The issue reported here is linked to App Engine and Gmail tightening up their
spam filters. The root cause was an increase in organizations sharding out
their spam systems to utilize App Engine’s free tier in such a way that is (a)
in direct violation of our ToS and (b) making all of our lives suck a bit more
(raise your hand if you want spam). It’s unfortunate that while App Engine is
trying to provide a free tier that enables developers to easily use our
platform, others see it as an opportunity for exploitation. Even more
unfortunate is that it has a negative effect on legitimate users. It’s a fine
balance that has been highlighted by several users within this thread.

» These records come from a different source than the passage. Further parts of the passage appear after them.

PR #29, opened 2016-08-29
Add functions to modify LDAP attributes

matthew-mcallister:
In particular, add a celery task.

~~At the moment, it fails its most useful function in that it won't work properly with the mail attribute which requires a privileged bind to read. This will probably have to be solved by scraping the output of `ldapsearch`.~~

~~It also may be confusing for `create_ldap_entry_with_keytab` to also modify LDAP entries now.~~

### DIFF
--- a/ocflib/account/manage.py
+++ b/ocflib/account/manage.py
@@ -3,8 +3,11 @@ not account creation (since it's too large)."""
 import pexpect
 
 import ocflib.account.search as search
+import ocflib.account.utils as utils
 import ocflib.account.validators as validators
 import ocflib.constants as constants
+import ocflib.infra.ldap as ldap_ocf
+import ocflib.misc as misc
 import ocflib.misc.mail as mail
 import ocflib.misc.shell as shell
 
@@ -79,6 +82,26 @@ def change_password_with_keytab(username, password, keytab, principal, comment=N
         raise ValueError('kadmin Error: {}'.format(output))
 
     _notify_password_change(username, comment=comment)
+
+
+def modify_ldap_attributes(username, attributes, keytab, principal):
+    """Adds or modifies arbitrary attributes of a user's LDAP record subject to
+    minor validation beyond the LDAP schema.
+
+    At the moment, the only attribute that benefits from extra validation is
+    the 'loginShell' attribute.
+    """
+
+    for value in attributes.get('loginShell', ()):
+        if not misc.validators.valid_login_shell(value):
+            raise ValueError("Invalid login shell '{}'".format(value))
+
+    ldap_ocf.modify_ldap_entry_with_keytab(
+        utils.dn_for_username(username),
+        attributes,
+        keytab,
+        principal,
+    )
 
 
 def _notify_password_change(username, comment=None):
--- a/ocflib/account/utils.py
+++ b/ocflib/account/utils.py
@@ -146,3 +146,10 @@ def list_staff(group='ocfstaff'):
     :param group: UNIX group to use to determine if someone is a staff member.
     """
     return grp.getgrnam(group).gr_mem
+
+
+def dn_for_username(username):
+    return 'uid={user},{base_people}'.format(
+        user=username,
+        base_people=constants.OCF_LDAP_PEOPLE,
+    )
--- a/ocflib/infra/ldap.py
+++ b/ocflib/infra/ldap.py
@@ -52,43 +52,33 @@ def ldap_ucb():
     return ldap_connection(constants.UCB_LDAP)
 
 
-def create_ldap_entry_with_keytab(
-    dn,
-    attributes,
-    keytab,
-    admin_principal,
-):
-    """Creates an LDAP entry by shelling out to ldapadd.
-
-    :param dn: distinguished name of the new entry
-    :param attributes: dict mapping attribute name to list of values
-    :param keytab: path to the admin keytab
-    :param admin_principal: admin principal to use with the keytab
-    """
+def _format_attr(key, values):
     # LDAP attributes can have multiple values, but commonly we don't consider
     # that. So, let's sanity check the types we've received.
-    for v in attributes.values():
-        assert type(v) in (list, tuple), 'Value must be list or tuple.'
+    assert type(values) in (list, tuple), 'Value must be list or tuple.'
 
-    def format_attr(key, values):
-        # might be possible to have non-ASCII letters in keys, but don't think
-        # it will happen to us. we can fix this if it ever does.
-        assert all(c in string.ascii_letters for c in key), 'key is not ASCII letters'
+    # might be possible to have non-ASCII letters in keys, but don't think
+    # it will happen to us. we can fix this if it ever does.
+    assert all(c in string.ascii_letters for c in key), 'key is not ASCII letters'
 
-        # rather than try to carefully escape values, we just base64 encode
-        return (
-            '{key}:: {value}'.format(
-                key=key,
-                value=b64encode(value.encode('utf8')).decode('ascii'),
-            ) for value in values
-        )
+    lines = [
+        '{key}:: {value}'.format(
+            key=key,
+            value=b64encode(value.encode('utf8')).decode('ascii'),
+        ) for value in values
+    ]
 
-    lines = list(chain(
-        format_attr('dn', [dn]),
-        *(format_attr(key, values) for key, values in attributes.items())
-    ))
+    return lines
 
-    cmd = 'kinit -t {keytab} {principal} ldapadd'.format(
+
+def _write_ldif(lines, dn, keytab, admin_principal):
+    """Issue an update to LDAP via ldapmodify in the form of lines of an LDIF
+    file.
+
+    :param lines: ldif file as a sequence of lines
+    """
+
+    cmd = 'kinit -t {keytab} {principal} ldapmodify'.format(
         keytab=keytab,
         principal=admin_principal,
     )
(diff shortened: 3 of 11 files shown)


ocflib/account/manage.py
```diff
@@ -81,6 +84,54 @@ def change_password_with_keytab(username, password, keytab, principal, comment=N
...
+    """Adds or modifies arbitrary attributes of a user's LDAP record subject to
+    basic validation.
+
+    Attribute values which are not a list or tuple will be wrapped in one.
+    Validation is applied for, e.g., the mail and loginShell fields, but not
+    for all fields.
+    """
+    for k, v in attributes.items():
+        if not type(v) in (list, tuple):
+            attributes[k] = (v,)
```
chriskuehl: I think it would be much better to raise on errors rather than try to correct them. The caller should use the function properly. This type of pattern leads to many extra code paths that make it difficult to use and test the code fully, and I frequently see it result in unexpected bugs later on.

This is what we do in another function:

```python
# LDAP attributes can have multiple values, but commonly we don't consider
# that. So, let's sanity check the types we've received.                  
for v in attributes.values():                                             
    assert type(v) in (list, tuple), 'Value must be list or tuple.'       
```

ocflib/account/manage.py
```diff
@@ -81,6 +84,54 @@ def change_password_with_keytab(username, password, keytab, principal, comment=N
...
+
+    SINGLE_VALUED = {'mail', 'loginShell', 'calnetUid', 'callinkOid'}
+
+    for key in SINGLE_VALUED:
+        if len(attributes.get(key, ())) > 1:
+            raise ValueError("Attribute '{}' is single-valued".format(key))
```
chriskuehl: I don't like the special cases here for certain attributes. Better to let the LDAP server be the source of truth for this. Attributes can be declared single-value in the LDAP schema if that is our intention.

ocflib/account/manage.py
```diff
@@ -81,6 +84,54 @@ def change_password_with_keytab(username, password, keytab, principal, comment=N
...
+        return True
+
+    EXTRA_VALIDATORS = {
+        ('mail', misc.validators.valid_email,
+            "Invalid email address supplied to 'mail' attribute"),
+        ('loginShell', misc.validators.valid_login_shell,
+            "Invalid login shell path supplied to 'loginShell' attribute"),
+        ('calnetUid', is_int, "Non-number supplied to 'calnetUid' attribute"),
+        ('callinkOid', is_int, "Non-number supplied to 'callinkOid' attribute"),
+    }
```
chriskuehl: I think this function is trying to do too much. Compare this to `create_ldap_entry_with_keytab` which doesn't try to understand the account model at all and just does what you ask it to.

Almost all of this validation is provided by the LDAP server anyway. I think the only exception is `loginShell`, and `ocfweb` should probably just handle that (this is what `chsh` does currently).

ocflib/account/utils.py
```diff
@@ -146,3 +146,10 @@ def list_staff(group='ocfstaff'):
     :param group: UNIX group to use to determine if someone is a staff member.
     """
     return grp.getgrnam(group).gr_mem
+
+
+def dn_for_username(username):
+    return 'uid={user},{base_people}'.format(
+        user=username,
+        base_people=constants.OCF_LDAP_PEOPLE,
+    )
```
chriskuehl: nice

ocflib/infra/ldap.py
```diff
@@ -57,40 +57,72 @@ def create_ldap_entry_with_keytab(
     attributes,
     keytab,
     admin_principal,
+    modify=False,
 ):
-    """Creates an LDAP entry by shelling out to ldapadd.
+    """Creates or modifies an LDAP entry by shelling out to ldapadd/ldapmodify.
```
chriskuehl: I would much prefer a second function for this. There's almost no shared code, and what is can be split out into helper functions. These are two distinct actions and it makes a lot of sense to have two distinct functions.

ocflib/infra/ldap.py
```diff
@@ -57,40 +57,72 @@ def create_ldap_entry_with_keytab(
...
+                    '-',
+                ) if key in existing_attrs else (),
+                *(
+                    (
+                        'add: {}'.format(key),
+                        encode(key, value),
+                        '-',
+                    ) for value in values
+                )
+            )
```
chriskuehl: If you use `replace` instead I think you can eliminate almost all of this (plus the checking for the entry beforehand, which eliminates another race condition too):

http://serverfault.com/a/471168

ocflib/account/manage.py
matthew-mcallister: I didn't know that the LDAP schema specifies all this information. Now that I realize this, I agree that all the validation is pointless. This was all originally thrown in just because I had the idea.

ocflib/misc/validators.py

Spam filtering is not a perfect science, and we’re constantly tweaking things
-- with our customers in mind. This issue should be limited to new
applications where the trust signal might be a bit lower. Thus existing apps /
customers shouldn’t be experiencing issues (which was also highlighted by a
few within this thread). If this isn’t the case email me:
cramsdale@google.com. For those asking, “hey, why am I being penalized for
being a new customer?” See my previous comment about spam filtering not being
a perfect science. Then email me.

We’re here and we want to help.

\-- Chris (Lead PM for App Engine)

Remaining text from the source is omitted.